Litigation Update: Proximate Cause Under The WPLA (Washington Product Liability Act)
Posted May 29, 2019
By Washington State Litigation Lawyer Todd J. Cook
The Washington Court of Appeals recently issued a published decision in Sherman v. Pfizer et al., No. 50914-8-II, 2019 WL 1923583, — P.3d — (Wn. App. April 30, 2019), providing valuable guidance for attorneys litigating duty to warn cases under the Washington Product Liability Act (“WPLA”), RCW 7.72. In Sherman, the plaintiff allegedly developed a serious degenerative nerve disease from prolonged use of a generic prescription medication manufactured by the defendants. She argued that her injury was caused by the defendants’ failure to provide adequate warnings – either through updated package inserts or other means. The Sherman opinion analyzed proof of proximate cause in the context of reviewing the denial of the defendant drug manufacturers’ motions for summary judgment.
The WPLA states:
A product manufacturer is subject to liability to a claimant if the claimant’s harm was proximately caused by the negligence of the manufacturer in that the product was . . . not reasonably safe because adequate warnings or instructions were not provided.
RCW 7.72.030(1) (emphasis added). Under the “learned intermediary” doctrine, where medical products, including medications, are only available to patients upon the prescription of the treating physician, the manufacturer satisfies its duty to warn by providing adequate warnings to the physician. “The manufacturer’s duty to provide warnings to patients transfers to the doctor, who is in a better position to communicate them to the patient.” Sherman, slip op. at 8 (citing Taylor v. Intuitive Surgical, Inc., 187 Wn.2d 743, 757, 389 P.3d 517 (2017)). Thus, Sherman argued that the drug manufacturers failed to give adequate warnings to her prescribing doctor.
Adequacy of Package Inserts
The Court never reached the question of whether the defendant manufacturers’ package inserts provided adequate warnings under the WPLA. Instead, the Court focused on the doctor’s review and use (or lack thereof) of the manufacturers’ warnings. The undisputed evidence in the summary judgment record established that the prescribing physician (1) did not read the package inserts, (2) had never read the package inserts for the name brand version of the drug in question, and (3) any changes in package insert warnings did not impact the doctor’s decision to prescribe the medication. Sherman, slip op. at 11. There was no record evidence to create a genuine issue of fact regarding whether the physician read the warnings. Simply stated, the evidence established that the content of the package insert warnings was irrelevant to the doctor’s decision to prescribe the medication.

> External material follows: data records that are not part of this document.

PR #46317, opened 2023-03-02
[10.x] Config markdown theme ignored

AEM5299:
This is a bug introduced by my earlier PR #46200. It is always defaulting to `default` theme unless explicitly set in the Mailable class, which ignored the config option ([reported by @pikseli](https://github.com/laravel/framework/pull/46200#issuecomment-1448217021)). This should fix that bug.

I am not sure if this is the best approach, so open to any suggestions or other ideas.

### DIFF
--- a/CHANGELOG.md
+++ b/CHANGELOG.md
@@ -1,6 +1,87 @@
 # Release Notes for 10.x
 
-## [Unreleased](https://github.com/laravel/framework/compare/v10.0.0...10.x)
+## [Unreleased](https://github.com/laravel/framework/compare/v10.1.5...10.x)
+
+
+## [v10.1.5 (2023-02-24)](https://github.com/laravel/framework/compare/v10.1.4...v10.1.5)
+
+### Fixed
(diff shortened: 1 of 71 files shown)


driesvints:
Thanks @AEM5299. But I'm afraid this PR can't be merged as it contains breaking changes to class constructs and replaces properties. I'll try to have a look myself.

AEM5299:
We can get the value from config instead of always setting it to `'default'` [here](https://github.com/laravel/framework/blob/3c5ae94660bc72e9527e96cbd263733d9c5f9d6f/src/Illuminate/Mail/Mailable.php#L327). We can also change `Markdown` to not be a singleton, since it correctly sets the config value on construction.

driesvints:
I think the former would work. You can maybe use ` Container::getInstance()` to resolve the config value.

driesvints (approved):

u01jmg3:
@AEM5299: not sure if it's intentional but your PR no longer has any test coverage.

taylorotwell:
Can you please fix conflicts?

taylorotwell:
Fixed here: https://github.com/laravel/framework/commit/791f8ea70b5872ae4483a32f6aeb28dd2ed4b8d7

On this factual record, the Superior Court, relying on the Washington Supreme Court’s 1968 decision in Douglas v. Bussabarger, 73 Wn.2d 476, 438 P.2d 829, held that Sherman as a matter of law could not establish that the drug manufacturers’ alleged failure to give adequate warnings “proximately caused her condition.” Sherman, slip op. at 12. Quoting the Tenth Circuit Court of Appeals, the Court noted that this result is in line with the majority of courts outside of Washington: “The majority of courts that have examined the issue have held that when a physician fails to read or rely on a drug manufacturer’s warnings, such failure constitutes the ‘intervening, independent and sole proximate cause’ of the plaintiff’s injuries, even where the drug manufacturer’s warnings were inadequate.” Sherman, slip op. at 11 (quoting Thom v. Bristol-Myers Squibb Co., 353 F.3d 848, 856 (10th Cir. 2003) (emphasis added).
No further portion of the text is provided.